## Task brief
Please copy exactly the lines that run from the start of the entries to the line containing "See some hints", inclusive.

-- Provided data follows --

PR #2056, opened 2024-11-04
refactor gradient calculations to use `DerivativeSurfaceMesh`

### LINKED ISSUE #1111: Generalize VJP calculation
Potentially useful to speed things up, will prototype one possible approach:
* Get coordinates for all integration points in the structure. 
* Downsample E fwd and adj to the integration coordinates.
* Continue as normal, selecting instead of interpolating.

### LINKED ISSUE #1117: Adjoint `PolySlab.slab_bounds` support
Add the ability to differentiate with respect to the `PolySlab.slab_bounds`.

Will involve computing the VJP for this field using the adjoint shifting boundary formalism. 

Then this VJP value needs to be returned properly in the `JaxPolySlab.store_vjp()` method.

See some hints in the medium VJP functions for how to handle arbitrary shape evaluation.

Also, add a test to the backend adjoint tests to confirm the gradient accuracy.

### LINKED ISSUE #1985: autograd support for `PolySlab.slab_bounds`
Would be a good idea to include this, in case users want to compute sensitivity with respect to polyslab bounds.

Should be pretty straightforward (famous last words :P)

tylerflex:
Part 1 of an effort to generalize the VJP calculations so the Geometry and Medium just need to construct a single `DerivativeSurfaceMesh` for every field. The `DerivativeInfo` then has a method that computes derivatives given a `DerivativeSurfaceMesh`.

### DIFF
--- a/tidy3d/components/autograd/derivative_utils.py
+++ b/tidy3d/components/autograd/derivative_utils.py
@@ -5,6 +5,7 @@ import numpy as np
 import pydantic.v1 as pd
 import xarray as xr
 
+from ...constants import LARGE_NUMBER
 from ..base import Tidy3dBaseModel
 from ..data.data_array import ScalarFieldDataArray, SpatialDataArray
 from ..types import ArrayLike, Bound, tidycomplex
@@ -17,7 +18,30 @@ PermittivityData = dict[str, ScalarFieldDataArray]
 
 
 class DerivativeSurfaceMesh(Tidy3dBaseModel):
-    """Stores information about the surfaces of an object to be used for derivative calculation."""
+    """Stores information about the surfaces of an object to be used for derivative calculation.
+
+    User guide: this class is used to construct derivatives with respect to surface elements
+    given some forward and adjoint fields stored in a ``DerivativeInfo`` class. To use it,
+    you must specify the central locations of all the surface elements in ``centers``,
+    along with the area of each element in ``areas``. Then you need to specify three orthogonal
+    vectors (``normals``, ``perps1`` and ``perps2``). The derivative will be computed with
+    respect to a change in material along the ``normals`` direction. It is important to note
+    that the sign of these basis vectors is irrelevant since we end up multiplying the forward
+    and adjoint fields together in these bases.
+
+    The gradient is with respect to a change from the surface element permittivity from the
+    ``eps_in`` to ``eps_out`` field. So in principle it is always computing gradients with
+    respect to an infinitesimal outward shift in the normal direction. For example, for
+    ``PolySlab.vertices``, this means shifting each edge to the background.
+    For ``PolySlab.slab_bounds``, this means shifting the bound in either + or - direction if it
+    is index ``[1]`` or ``[0]`` respectively. This renders the sign of the normal vector
+    irrelevant.
+
+    After this ``DerivativeSurfaceMesh`` is constructed, given some ``DerivativeInfo`` in the
+    gradient calculation, a call to ``DerivativeInfo.grad_surfaces(x: DerivativeSurfaceMesh)``
+    will return the gradient with respect to a change in all of the provided surfaces.
+
+    """
 
     centers: ArrayLike = pd.Field(
         ...,
@@ -139,6 +163,13 @@ class DerivativeInfo(Tidy3dBaseModel):
         description="Bounds corresponding to the structure, used in ``Medium`` calculations.",
     )
 
+    bounds_intersect: Bound = pd.Field(
+        ...,
+        title="Geometry and Simulation Intersections Bounds",
+        description="Bounds corresponding to the minimum intersection between the "
+        "structure and the simulation it is contained in.",
+    )
+
     frequency: float = pd.Field(
         ...,
         title="Frequency of adjoint simulation",
@@ -191,16 +222,15 @@ class DerivativeInfo(Tidy3dBaseModel):
 
         if self.eps_no_structure is not None:
             return self.evaluate_eps(spatial_coords, is_inside=False)
-    
+
         return self.eps_out
 
-
-    @property
     def delta_eps(self, spatial_coords: np.ndarray) -> complex | np.ndarray:
+        """Change in the permittivity across interface (for E field grads)."""
         return self._eps_in(spatial_coords) - self._eps_out(spatial_coords)
 
-    @property
     def delta_eps_inv(self, spatial_coords: np.ndarray) -> complex | np.ndarray:
+        """Change in 1 / permittivity across interface (for D field grads)."""
         return 1.0 / self._eps_in(spatial_coords) - 1.0 / self._eps_out(spatial_coords)
 
     def grad_surfaces(self, surface_mesh: DerivativeSurfaceMesh) -> dict:
@@ -240,8 +270,8 @@ class DerivativeInfo(Tidy3dBaseModel):
         E_der_perp2 = E_fwd_perp2 * E_adj_perp2
 
         # approximate permittivity in and out
-        delta_eps_inv = self.delta_eps_inv
-        delta_eps = self.delta_eps
+        delta_eps_inv = self.delta_eps_inv(spatial_coords=spatial_coords)
+        delta_eps = self.delta_eps(spatial_coords=spatial_coords)
 
         # put together VJP using D_normal and E_perp integration
         vjps = 0.0
@@ -288,19 +318,20 @@ class DerivativeInfo(Tidy3dBaseModel):
 
         interp_kwargs = {}
         for dim, locations_dim in zip("xyz", (xs, ys, zs)):
-            # only include dims where the data has more than 1 coord, to avoid warnings and errors
-            if True or all(np.array(fld.coords).size > 1 for fld in fld_dataset.values()):
-                interp_kwargs[dim] = xr.DataArray(locations_dim, dims=edge_index_dim)
+            # filter out any infinity values to use LARGE_NUMBER and get 0 in the interp()
+            locations_dim = np.nan_to_num(locations_dim, posinf=LARGE_NUMBER, neginf=-LARGE_NUMBER)
+            interp_kwargs[dim] = xr.DataArray(locations_dim, dims=edge_index_dim)
 
         components = {}
         for fld_name, arr in fld_dataset.items():
             arr_interp = arr.interp(
                 **interp_kwargs,
                 assume_sorted=True,
-                kwargs={"bounds_error": False, "fill_value": None},
+                kwargs=dict(fill_value=None, bounds_error=False),
             )
             if "f" in arr_interp.coords:
                 arr_interp = arr_interp.sum("f")
+
             components[fld_name] = arr_interp
 
         return components
--- a/tidy3d/components/autograd/derivative_utils.py
+++ b/tidy3d/components/autograd/derivative_utils.py
@@ -7,13 +7,47 @@ import xarray as xr
 
 from ..base import Tidy3dBaseModel
 from ..data.data_array import ScalarFieldDataArray, SpatialDataArray
-from ..types import Bound, tidycomplex
+from ..types import ArrayLike, Bound, tidycomplex
 from .types import PathType
 from .utils import get_static
 
 # we do this because importing these creates circular imports
 FieldData = dict[str, ScalarFieldDataArray]
 PermittivityData = dict[str, ScalarFieldDataArray]
+
+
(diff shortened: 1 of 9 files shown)


tylerflex:
Let's also get this one in. Looks like I have a good amount of merge conflicts to sort out first, but I'll work on that today and re-test

tylerflex:
did a bit of testing of this and it seems like it still works. going to leave it unsquashed for now but should be ready to go after reviews @momchil-flex @yaugenst-flex

tylerflex:
I just noticed an issue with the epsilon grabbing from the other PR after the rebase, so don't merge this yet as I'll fix it tomorrow morning

tylerflex:
alright fixed it, turned out when there were `inf` in the `PolySlab.slab_bounds` or `Cylinder.length`, some weird things would happen after the rebase. These are handled properly now.

tidy3d/components/autograd/derivative_utils.py
```diff
@@ -105,6 +162,14 @@ class DerivativeInfo(Tidy3dBaseModel):
         description="Bounds corresponding to the structure, used in ``Medium`` calculations.",
     )
 
+    bounds_intersect: Bound = pd.Field(
+        ...,
+        title="Geometry and Simulation Intersections Bounds",
+        description="Bounds corresponding to the minimum intersection between the "
+        "structure and the simulation it is contained in."
+        "",
```
yaugenst-flex: Additional quotes slipped int?

tidy3d/components/autograd/derivative_utils.py
```diff
@@ -199,23 +314,22 @@ def evaluate_flds_at(
         """Compute the value of an dict with keys Ex, Ey, Ez at a set of spatial locations."""
 
         xs, ys, zs = spatial_coords.T
-        edge_index_dim = "edge_index"
+        edge_index_dim = "i"
```
yaugenst-flex: Feels like `edge_index` is better than `i`?

tidy3d/components/autograd/derivative_utils.py
```diff
@@ -199,23 +314,22 @@ def evaluate_flds_at(
...
+            locations_dim = np.nan_to_num(locations_dim, posinf=LARGE_NUMBER, neginf=-LARGE_NUMBER)
+            interp_kwargs[dim] = xr.DataArray(locations_dim, dims=edge_index_dim)
 
         components = {}
         for fld_name, arr in fld_dataset.items():
             arr_interp = arr.interp(
-                **interp_kwargs,
-                assume_sorted=True,
-                kwargs={"bounds_error": False, "fill_value": None},
+                **interp_kwargs, assume_sorted=True, kwargs=dict(fill_value=None)
```
yaugenst-flex: I think this still needs `bounds_error=False`, because according to [xarray's docs](https://docs.xarray.dev/en/stable/generated/xarray.DataArray.interp.html), `da.interp()` will choose the default value from either [interp1d](https://docs.scipy.org/doc/scipy/reference/generated/scipy.interpolate.interp1d.html) or [interpn](https://docs.scipy.org/doc/scipy/reference/generated/scipy.interpolate.interpn.html), the latter has a default of `bounds_error=True`, so this will fail for >1d interpolation.

tidy3d/components/data/sim_data.py
```diff
@@ -1115,11 +1115,21 @@ def process_adjoint_sources(self, adj_srcs: list[SourceType]) -> AdjointSourceIn
...
             log.info("Adjoint source creation: one unique frequency, no normalization.")
+            freqs_adj = self.simulation.freqs_adjoint
+
+            # if many adjoint freqs, but only 1 unique, need to mask out the non-contributors
+            if len(freqs_adj) > 1:
+                coords = dict(f=freqs_adj)
+                data = [1 if f == tuple(unique_freqs)[0] else 0 for f in freqs_adj]
+                post_norm = xr.DataArray(data, coords=coords)
+                return AdjointSourceInfo(sources=adj_srcs, post_norm=post_norm, normalize_sim=True)
+
```
yaugenst-flex: Unrelated to this PR, but this is not in `pre/2.8`, we should probably do another merge from develop? We probably shouldn't be doing that merge together with this PR.

tidy3d/components/geometry/base.py
```diff
@@ -295,8 +296,8 @@ def intersects(
             Whether the rectangular bounding boxes of the two geometries intersect.
         """
 
-        self_bmin, self_bmax = self.bounds
-        other_bmin, other_bmax = other.bounds
+        self_bmin, self_bmax = getval(self.bounds)
+        other_bmin, other_bmax = getval(other.bounds)
```
yaugenst-flex: Why is this necessary? Shouldn't the code below still work either way?

yaugenst-flex (commented):
Really nice to have this 🎉
Only some minor comments. Biggest issue for me is, this is basically a merge from develop right? I think we should do that separately, there are a lot of unrelated changes in here.

momchil-flex:
Yeah @tylerflex I think you need to drop the first 6 commits (then maybe clean up the rest?)

tidy3d/components/autograd/derivative_utils.py
tylerflex: ah yea, actually this snuck in because I was testing whether xarray was freaking out with a dim with more than one character, will revert.

tidy3d/components/geometry/base.py
tylerflex: this might have been a relic from when I was testing some validation errors when slab_bounds were traced. maybe we won't need them now.

tidy3d/components/autograd/derivative_utils.py
tylerflex: hm, but the thing is that I'm doing > 1d interpolation here,  and often out of bounds, so why wouldn't it be failing?

tidy3d/components/autograd/derivative_utils.py
tylerflex: fixed

tidy3d/components/autograd/derivative_utils.py
tylerflex: well it worked with `bounds_error=False` so I'll just put it in for extra security

tylerflex:
ok I cleaned up the commits into just 2, addressed Yannick's comments, but now ruff is complaining (but not locally, so that's a bit weird)

tidy3d/components/autograd/derivative_utils.py
yaugenst: Ok interesting, wouldn't have expected that. But still yeah I think better to keep it explicit.

yaugenst-flex (approved):

tidy3d/components/autograd/derivative_utils.py
```diff
@@ -16,6 +17,62 @@
...
+    """Stores information about the surfaces of an object to be used for derivative calculation.
+
+    user guide: this class is used to construct derivatives with respect to surface elements
+    given some forward and adjoint fields stored in a ``DerivativeInfo`` class. To use it,
+    you must specify the central locations of all the surface elements in ``centers``,
+    along with the area of each element in ``areas``. Then you need to specify three orthogonal
+    vectors (``normals``, ``perps1`` and ``perps2``). The derivative will be computed with
+    respect to a change in material along the ``normals`` direction. It is important to note
+    that the sign of these basis vectors is irrelevant since we end up multiplying the forward
+    and adjoint fields together in these bases.
```
momchil-flex, line 30: Maybe move the last paragraph here to further clarify this sign/direction point? I first wrote a comment about it and then saw you've answered it in the last paragraph.

tidy3d/components/autograd/derivative_utils.py
```diff
@@ -16,6 +17,62 @@
 PermittivityData = dict[str, ScalarFieldDataArray]
 
 
+class DerivativeSurfaceMesh(Tidy3dBaseModel):
+    """Stores information about the surfaces of an object to be used for derivative calculation.
+
+    user guide: this class is used to construct derivatives with respect to surface elements
```
momchil-flex: Capitalize `user`?

tidy3d/components/structure.py
```diff
@@ -248,34 +248,25 @@ def get_monitor_name(index: int, data_type: str) -> str:
         return monitor_name_map[data_type]
 
     def make_adjoint_monitors(
-        self, freqs: list[float], index: int
+        self, freqs: list[float], index: int, field_keys: list[str]
```
momchil-flex, line 251: Whenever changes are made to the frontend autograd components we need to be careful about the backend too. Seems like [this](https://github.com/flexcompute/tidy3d-core/blob/000aab3e18c9648fcee4ef93195bb76aaaed5a48/tidy3d_backend/metadata.py#L650) needs to be updated and I'm not sure how?

tidy3d/components/geometry/polyslab.py
```diff
@@ -137,7 +140,7 @@ def no_complex_self_intersecting_polygon_at_reference_plane(cls, val, values):
         For 2), we heal the polygon, and warn that the polygon has been cleaned up.
         """
         # no need to validate anything here
-        if isclose(values["dilation"], 0):
+        if np.isclose(values["dilation"], 0):
```
momchil-flex: So at some point we purposefully changed some validators to use `isclose` instead of `np.isclose` because the latter creates a numpy array which can have significant overhead if you e.g. have a metalens with a million polyslabs. We have [this test](https://github.com/flexcompute/tidy3d-core/blob/000aab3e18c9648fcee4ef93195bb76aaaed5a48/tests/test_simulation.py#L8-L38) on the backend about this (it could easily be moved to the frontend if we wanted). I tried a few times using `pre/2.8` and it would run in about 6.5-7s. With your branch, it runs in about 8.5-9s, which is potentially acceptable but still somewhat significant. Increasing the number of geometries seems to have a linear scaling so it's always about 30% slower.

This consideration was definitely much more important in some of the mesher code, where the scaling is with number of structures squared. But yeah even here it has an effect.

Is it necessary to change to numpy?

tidy3d/components/autograd/derivative_utils.py
tylerflex: sure, sounds good. I think I also ended up writing that last paragraph because after re-reading I realized it needed more clarification, so makes sense to put there.

tidy3d/components/autograd/derivative_utils.py
tylerflex: done

tidy3d/components/structure.py
tylerflex: ah, right. I think the fix is to pass the `sim_fields_keys` into the `make_adjoint_monitors`. Since you have the optimizer, that would mean getting

```py
sim = optimizer.design.simulation
traced_fields_sim = setup_run(simulation=sim)
sim_fields_keys = list(traced_fields_sim.keys())
```

momchil-flex: I don't think `setup_run` will work if this is not called inside a `grad` call?

tidy3d/components/geometry/polyslab.py
tylerflex: I changed them all back and things are passing, so fine by me. I think originally I had changed them because I was running into validation errors with `slab_bounds` and it was really hard to pinpoint what was failing. and so I ended up basically changing a ton of things and removing validators before I found it. this must have slipped into the PR.

tidy3d/components/structure.py
tylerflex: not sure, guess you could just do

```

    return simulation.strip_traced_fields(
        include_untraced_data_arrays=False, starting_path=("structures",)
    )

```
which is what setup run does.

momchil-flex: But the point is that there are no traced fields since it's not a simulation called in `grad` no?

momchil-flex: Basically what we're trying to do there is get the gradient monitors from the static definition of the InverseDesign object.

tylerflex: ah ok. yea I guess we dont know. but we can effectively "fake" it then, because we know it's a Box with a CustomMedium and we need the `permittivity` data.

So I think one approach could just be to pass
```
field_keys=(f'structures/{(len(sim.structures) - 1}/medium/permittivity', )
```
into the `make_adjoint_monitors` call. Or you can just make the monitors manually since again we know it's just a box so it needs a similarly sized field and permittivity monitor

momchil-flex: Using the first approach, works for now, obviously should be dealt with better in the future..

-- Provided data concluded --

## Answer to this problem
PR #2056, opened 2024-11-04
refactor gradient calculations to use `DerivativeSurfaceMesh`

### LINKED ISSUE #1111: Generalize VJP calculation
Potentially useful to speed things up, will prototype one possible approach:
* Get coordinates for all integration points in the structure. 
* Downsample E fwd and adj to the integration coordinates.
* Continue as normal, selecting instead of interpolating.

### LINKED ISSUE #1117: Adjoint `PolySlab.slab_bounds` support
Add the ability to differentiate with respect to the `PolySlab.slab_bounds`.

Will involve computing the VJP for this field using the adjoint shifting boundary formalism. 

Then this VJP value needs to be returned properly in the `JaxPolySlab.store_vjp()` method.

See some hints in the medium VJP functions for how to handle arbitrary shape evaluation.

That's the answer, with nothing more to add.